Val Gardena

User rating 8 out of 10

Stunning place but hard for the beginner boarder

Sun 15 February 2009 by Luke6

I went to Selva with a few friends - one an advanced boarder, one an intermediate boarder and one a skiier - and me a beginner boarder. The mountains are amazing and some of the views were awesome, particularly in Corvara, Ortisei and the Alpe di Suissi - however, these were the hardest places for me and the intermediate boarder. Even the skiier and advanced boarder found some of these places hard work due to the number of flat slopes. After covering quite a bit of the Dolomiti Super Ski area we all agreed that the best parts were those closest to Selva. There were some great reds and even some of the blues were good fun. Just beware that some of the blues were a little flat.

The piste map was a little annoying and not terribly accurate but as I am not experienced I don't know if it's better anywhere else. The apre ski was fine for us as we didn't want to go too mad - we really wanted to concentrate on getting in as much slope time as possible. There are some great restaurants and fun bars around.

Overall the we had a great holiday and really enjoyed Selva. I would definitely go back to the region. Perhaps it's not the best for boarders but well worth a trip if you can cope with the occasional flat.

 

User rating 8 out of 10

Beautiful, and not the most happening place

Wed 15 December 2004 by Martynator

I've been going to Val Gardena for the past six years along with the same people (a large bus full of friends, family and relatives thereof) and it's sort of grown into a "second home from home", except at 3200 metres and with people in pink gay-outfits and tomahawk battlepainted lips circulating the area.

Val Gardena must be one of the most beautiful places to go snowboarding. The views from Col Raiser, Seceda and the numerous other peaks surrounding the valley are simply breathtaking, and taking a break at the Danielhütte (located 3000 metres just below the peak of Seceda) with a cup of hot coco and cream refreshes the soul and makes you ready to hit the slopes again. However, being Italy, the true freestyler doesn't really have a lot to choose from. Three years ago there wasn't a single prepared jump or halfpipe, but since Seiser Alm having hosted the junior World Cup Snowboarding event, there is a pretty dull set of pipes and jumps located there. No, the real fun lies in just freeriding the mountains, enjoying the surroundings and taking advantage of the here and there natural spots you can rail off of or hit a 360 on. Also don't forget, no day is complete without finishing it off with a lift back up to the top of Seceda, concluding with the 8 km non-stop run down the mountains eastside. At the base lies café Annatal, where you, if this was your last run, hang off your liftpass on to the christmas-tree and receive the unsober cheers of the guests seated at the café (dorky in a quirky alpenjägerbaumschlager sort of way, but also kind of endearing).
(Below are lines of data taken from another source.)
PR #2019, opened 2023-07-18
Add more functions to ArrayStack

Mikusch:
ArrayStack can be useful at times, but the lack of functions makes it pretty limiting. This PR adds new natives for peeking at the top value of the stack without actually removing it, as well as a property to fetch the amount of elements in the stack.

Adds the following natives:
`ArrayStack.Top`
`ArrayStack.TopString`
`ArrayStack.TopArray`

And a property:
`ArrayStack.Length`

### DIFF
--- a/core/logic/smn_adt_stack.cpp
+++ b/core/logic/smn_adt_stack.cpp
@@ -240,9 +240,9 @@ static cell_t PopStackCell(IPluginContext *pContext, const cell_t *params)
 	}
 	else
 	{
-		if (idx >= array->blocksize() * 4)
+		if (idx >= array->blocksize() * sizeof(cell_t))
 		{
-			return pContext->ThrowNativeError("Invalid byte %d (blocksize: %d bytes)", idx, array->blocksize() * 4);
+			return pContext->ThrowNativeError("Invalid byte %d (blocksize: %d bytes)", idx, array->blocksize() * sizeof(cell_t));
 		}
 		*buffer = (cell_t)*((char *)blk + idx);
 	}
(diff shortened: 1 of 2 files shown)


Mooshua:
More of a bikeshed, but a term more people will probably be familiar with (and I believe better explains it's behavior) for `Top` is `Peek`.

Mikusch:
> More of a bikeshed, but a term more people will probably be familiar with (and I believe better explains it's behavior) for `Top` is `Peek`.

I thought about using `ArrayStack.Peek` but decided not to, since most implementations I looked at do use the `Top` naming, for example C++'s `std::stack` and Valve's `CUtlStack`.

core/logic/smn_adt_stack.cpp
```diff
@@ -365,6 +365,32 @@ static cell_t ArrayStack_Pop(IPluginContext *pContext, const cell_t *params)
...
+	cell_t *blk = array->at(array->size() - 1);
+	size_t idx = (size_t)params[2];
+
+	cell_t rval;
+	if (params[3] == 0) {
+		if (idx >= array->blocksize())
+			return pContext->ThrowNativeError("Invalid block %d (blocksize: %d)", idx, array->blocksize());
+		rval = blk[idx];
+	} else {
+		if (idx >= array->blocksize() * 4)
```
dvander, line 386: sizeof(cell_t) instead of 4, here and below

sapphonie:
> > More of a bikeshed, but a term more people will probably be familiar with (and I believe better explains it's behavior) for `Top` is `Peek`.
> 
> I thought about using `ArrayStack.Peek` but decided not to, since most implementations I looked at do use the `Top` naming, for example C++'s `std::stack` and Valve's `CUtlStack`.

Why not both? Make Peek an alias for Top?

peace-maker (approved):
Cool, thank you! I think keeping it close to the SDK naming is sane.

PR #2025, opened 2023-07-26
[1.11] update maxplayers define for 07-25-23 tf2 update

sapphonie:
This should really be handled per game IMO, but until then, TF2 supports 100 players now. Hooray!

### DIFF
--- a/plugins/include/clients.inc
+++ b/plugins/include/clients.inc
@@ -69,7 +69,7 @@ enum AuthIdType
  * MAXPLAYERS is a hardcoded value as an upper limit.  MaxClients changes based on the server.
  */
 
-#define MAXPLAYERS      65  /**< Maximum number of players SourceMod supports */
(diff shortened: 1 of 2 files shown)


sapphonie:
https://github.com/ValveSoftware/source-sdk-2013/blob/0d8dceea4310fde5706b3ce1c70609d72a38efdf/mp/src/game/client/game_controls/SpectatorGUI.cpp#L229-L242
"spec_target_updated"
+
"player"

image

MAX_PLAYERS == 33 here

Same function on TF2:

image


( result - 1 ) <= 100 implies 101

sapphonie:
It should be noted that several base plugins use MAXPLAYERS defines so... not sure how to handle that one, lol

psychonic:
If and when we are ready to backport this from master, we'll just cherry-pick it from there.

Issue #2031, opened 2023-07-28
Bad replay cvar name in sdktools


hydrogen-mvm:
# Help us help you
  - [ ] I have checked that my issue [doesn't exist yet](https://github.com/alliedmodders/sourcemod/issues).
  - [ ] I have tried my absolute best to reduce the problem-space and have provided the absolute smallest test-case possible.
  - [ ] I can always reproduce the issue with the provided description below.

# Environment
  * Operating System version: Debian 11
  * Game/AppID (with version if applicable): 440 (TF2)
  * Current SourceMod version: 1.11.0.6924
  * Current SourceMod snapshot:  6924
  * Current Metamod: Source snapshot: 1.11.0-dev+1148
  - [x] I have updated SourceMod to the [latest version](https://www.sourcemod.net/downloads.php) and it still happens.
  - [x] I have updated SourceMod to the [latest snapshot](https://www.sourcemod.net/downloads.php?branch=dev) and it still happens.
  - [x] I have updated SourceMM to the [latest snapshot](https://sourcemm.net/downloads.php?branch=dev) and it still happens.

# Description

From this commit: https://github.com/alliedmodders/sourcemod/commit/f9309c83d28d955a478fd804374ebfade2b34453
The replay convar was written incorrectly, it should be **replay_enable** (without the "d").

The server is still crashing as reported in this PR https://github.com/alliedmodders/sourcemod/issues/1581 . I've been trying to get rid of the FileExists hook and it looks like the botched replay cvar name is preventing the workaround from executing.

I don't have the ability to recompile Sourcemod right now, or else I would test the fix myself. If I do manage to get around it, I will submit a PR.

Thanks.

hydrogen-mvm:
Upon further probing, it seems like even fixing that spelling error doesn't correct the issue. The value of replay_enabled.GetBool() always returns false even if replay_enabled is set to 1. However, locally creating a ConVarRef object in CHookManager::NetChannelHook correctly returns the cvar value (see picture below).

![image](https://github.com/alliedmodders/sourcemod/assets/29522123/53a9a24e-fc51-4706-9573-306e8b79105f)

I don't know what's the best way to "fix" the issue but perhaps someone more knowledgeable than me can propose an appropriate remedy. In the meantime, as a workaround, I'll just replace that replay_enabled.GetBool() with true.

hydrogen-mvm:
[...]

PR #2033, opened 2023-07-29
Replay workaround fix

hydrogen-mvm:
This fixes https://github.com/alliedmodders/sourcemod/issues/2031

Tested on Debian 11 and works fine with and without replay enabled. I would like this fix to also be backported to 1.11 (stable) if possible.

Thanks.


psychonic (approved):

psychonic:
Thanks!

PR #51, opened 2020-07-21
Meeting location and google calendar link

ti0:
- Option to add a location for an event, which could additionally have a link
- Display a link to quickly add event to google calendar
- Location gets added to link so it is saved in the google calendar event.

To create a link with location, the format is as follows:
Format: `<Link Text>~<Link url>`
Example: Zoom~https://zoom.us

For location with link, it appears like so:
image

When using text-only location, it appears like so:
image

Without a location, it appears like so:
image


jjaffeux:
I'm sorry thanks for you work, but we are going to implement this differently. I'm going to close this.

PR #58, opened 2020-08-17
HACK: Drop readonly tables when running tests

romanrizzi:
To reproduce:
  - Clone this repo.
  - ` bundle exec rake db:drop db:create db:migrate LOAD_PLUGINS=1 RAILS_ENV=test`
  - `LOAD_PLUGINS=1 bundle exec rspec /Users/romeer/projects/discourse/spec/lib/db_helper_spec.rb`

Fails with this error:

```
Failure/Error:
        rows = DB.exec(<<~SQL, from: from, to: to, like: like)
          UPDATE \"#{table}\"
             SET #{set}
           WHERE #{where}
        SQL

PG::RaiseException:
  ERROR:  Discourse: discourse_calendar_post_events is read only
  CONTEXT:  PL/pgSQL function discourse_functions.raise_discourse_calendar_post_events_readonly() line 3 at RAISE
# (eval):24:in `exec'
# (eval):24:in `async_exec'
```

### DIFF
--- a/plugin.rb
+++ b/plugin.rb
@@ -34,6 +34,21 @@ register_svg_icon 'fas fa-star'
 register_svg_icon 'fas fa-file-upload'
 
 after_initialize do
+
+  # TODO: Put this code inside a migration.
+  # lib/db_helper_spec.rb fails without this because these tables are read-only
+  # See: https://github.com/discourse/discourse-calendar/commit/c17bbf57d15920101319b0be40f0bc0fbf17802a
+  if Rails.env.test?
+    connection = ActiveRecord::Base.connection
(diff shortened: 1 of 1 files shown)


jjaffeux:
Make sure you read this too please @tgxworld :

https://meta.discourse.org/t/using-object-storage-for-uploads-s3-clones/148916/125

tgxworld:
Looks like remap doesn't work so well with readonly tables so we can just go ahead and drop the tables. I kept them around previously just in case something goes wrong with the migration. 

https://github.com/discourse/discourse-calendar/commit/f13cd3ebcafa4bfef571eaeba394dcb0bee8416d

PR #60, opened 2020-09-22
PERF: optimizes missing_user_ids query

jjaffeux:


jjaffeux:
Note: I need to dig why the self.raw_invitees check is needed here

app/models/discourse_post_event/event.rb
```diff
@@ -286,12 +286,34 @@ def self.update_from_raw(post)
...
+      missing_users_sql_query = <<-SQL
+        SELECT "group_users"."user_id"
+        FROM "group_users"
+        INNER JOIN "groups"
+          ON "groups"."id" = "group_users"."group_id"
+      SQL
+
+      if self.raw_invitees.present?
+        missing_users_sql_query += <<-SQL
+          AND "groups"."name" IN ('#{self.raw_invitees.join("', '")}')
```
eviltrout, line 299: This is a little scary to me. The combination of the word `raw` with interpolated SQL definitely raises an eyebrow for me.

Does mini sql not allow us to pass an array as a sanitized parameter?

jjaffeux: Yes I'm not happy of this yet, will rework on it

PR #63, opened 2020-10-07
FIX: ensures we have a post

jjaffeux:
This could fail in specific cases like discourse-styleguide where we don't get a real post.

### DIFF
--- a/assets/javascripts/initializers/discourse-post-event-decorator.js.es6
+++ b/assets/javascripts/initializers/discourse-post-event-decorator.js.es6
@@ -195,7 +195,7 @@ function initializeDiscoursePostEventDecorator(api) {
       if (helper) {
         const post = helper.getModel();
 
-        if (post.event) {
+        if (post?.event) {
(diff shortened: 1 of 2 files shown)


assets/javascripts/initializers/discourse-post-event-decorator.js.es6
```diff
@@ -195,7 +195,7 @@ function initializeDiscoursePostEventDecorator(api) {
       if (helper) {
         const post = helper.getModel();
 
-        if (post.event) {
+        if (post?.event) {
```
ZogStriP, line 198: Wow, that's a thing in ES6?

ZogStriP (approved):

assets/javascripts/initializers/discourse-post-event-decorator.js.es6
jjaffeux: sir yes sir, it's part of my work on updating babel

PR #69, opened 2020-11-11
FIX: typo causing syntax error and failed rebuild

md-misko:
This was a real silly mistake
  setting: ""value
but it went through lint anyways.

Perhaps there should be a stricter syntax check for config files, requiring quotes on values and only allowing
  setting:
    setting: "value"


md-misko:
Just noticed this was already caught and fixed just moments before this pull request, so nothing to fix any more.

PR #71, opened 2020-11-19
FIX: sort calendar_details for better holidays support

ZogStriP:
Made sure that events/holidays are loaded in order to prevent an edge case where events would not show up.

Also did a tiny bit of refactoring/cleanup in `create_holiday_events.rb`


jjaffeux (approved):
:+1:

PR #73, opened 2020-11-22
Extracting category id using regex

leog:
Apply the calendar plugin on enabled categories with their default URL different from `/c/category-name/id`.


pmusaraj:
Closing due to inactivity.

PR #78, opened 2020-11-26
FIX: remove ActiveRecord from event data migration

lis2:
Remove as much as possible of ActiveRecord and ruby code from event data migration.

### DIFF
--- a/db/post_migrate/20201111005205_move_data_to_event_dates.rb
+++ b/db/post_migrate/20201111005205_move_data_to_event_dates.rb
@@ -1,41 +1,103 @@
 # frozen_string_literal: true
 
 class MoveDataToEventDates < ActiveRecord::Migration[6.0]
+
+  VALID_OPTIONS = [
+    :start,
+    :end,
+    :status,
+    :"allowed-groups",
+    :url,
+    :name,
+    :reminders,
+    :recurrence
+  ]
+
+  def extract_events(post)
+    cooked = PrettyText.cook(post.raw, topic_id: post.topic_id, user_id: post.user_id)
+    valid_options = VALID_OPTIONS.map { |o| "data-#{o}" }
+
+    valid_custom_fields = []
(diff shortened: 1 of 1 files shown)


db/post_migrate/20201111005205_move_data_to_event_dates.rb
```diff
@@ -1,41 +1,103 @@
...
+    :status,
+    :"allowed-groups",
+    :url,
+    :name,
+    :reminders,
+    :recurrence
+  ]
+
+  def extract_events(post)
+    cooked = PrettyText.cook(post.raw, topic_id: post.topic_id, user_id: post.user_id)
```
SamSaffron, line 17: do you need to re-cook? Maybe just select the cooked column?

db/post_migrate/20201111005205_move_data_to_event_dates.rb
```diff
@@ -1,41 +1,103 @@
...
+    valid_options = VALID_OPTIONS.map { |o| "data-#{o}" }
+
+    valid_custom_fields = []
+    SiteSetting.discourse_post_event_allowed_custom_fields.split('|').each do |setting|
```
SamSaffron, line 21: small one, but this relies on the site setting which may be renamed... instead just select form the table

db/post_migrate/20201111005205_move_data_to_event_dates.rb
```diff
@@ -1,41 +1,103 @@
...
+    :end,
+    :status,
+    :"allowed-groups",
+    :url,
+    :name,
+    :reminders,
+    :recurrence
+  ]
+
+  def extract_events(post)
```
SamSaffron, line 15: minor: a bit odd how you call it with "event" and then it becomes post

SamSaffron (approved):

SamSaffron:
except for the minor comment good to merge, just be sure you test this on local on a few events first.

PR #118, opened 2021-04-13
FIX: Handle multiple holidays in the same day

udan11:
If a user had two holidays in the same day, the calendar would show
only one of them, but the username would be shown twice. This ensures
the calendar shows both holidays and the username only once.


eviltrout (approved):

ZogStriP (approved):
What is time? 🤷

PR #120, opened 2021-04-23
FIX: Show holiday name only once

udan11:
It used to handle the case when the same user has multiple holidays in
the same day by joining all holiday names in a single string. This was
a problem when another user was in the same region and had the same
holidays, because each holiday name was duplicated.

### DIFF
--- a/plugin.rb
+++ b/plugin.rb
@@ -422,9 +422,9 @@ after_initialize do
     end
 
     grouped.each do |_, v|
-      v[:name] = v[:name].sort.join(", ")
-      v[:usernames].sort!
-      v[:usernames].uniq!
+      v[:name].sort!.uniq!
+      v[:name] = v[:name].join(", ")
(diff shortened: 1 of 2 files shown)


plugin.rb
```diff
@@ -422,9 +422,9 @@ def valid_event
     end
 
     grouped.each do |_, v|
-      v[:name] = v[:name].sort.join(", ")
-      v[:usernames].sort!
-      v[:usernames].uniq!
+      v[:name].sort!.uniq!
```
ZogStriP, line 425: You can chain bang methods?! 😲

udan11: `sort!` yes, because it always returns itself. `uniq!` no, because it returns `nil` if there were no items removed.

ZogStriP: Weird to have different behavior. Usually, you can't chain bang methods.

eviltrout (approved):

PR #121, opened 2021-04-24
UX: Update event notification text and markup

awesomerobot:
Needed an extra span in there to match core styling (default text color username, blue link), also shortened text of the default event notification to match other core notification formatting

The night-life is non-existent. There are mainly two spots to go in each of the three villages (St. Ortisei, which is a beautiful village by day what with it's genuine atmosphere, friendly cafés and wonderful architecture such as the church, St. Christina which is a bit bigger with more stores and shops, and Selva Gardena, with it's pseudo night-life consisting of two pretty lame discos) and none of them provide much entertainment during the late hours.

All in all, Val Gardena is a place you'd rather take your sweetheart then your friends to go partying, but I wouldn't recommend snowboarding without ever having visited. The grandieur alone is worth it.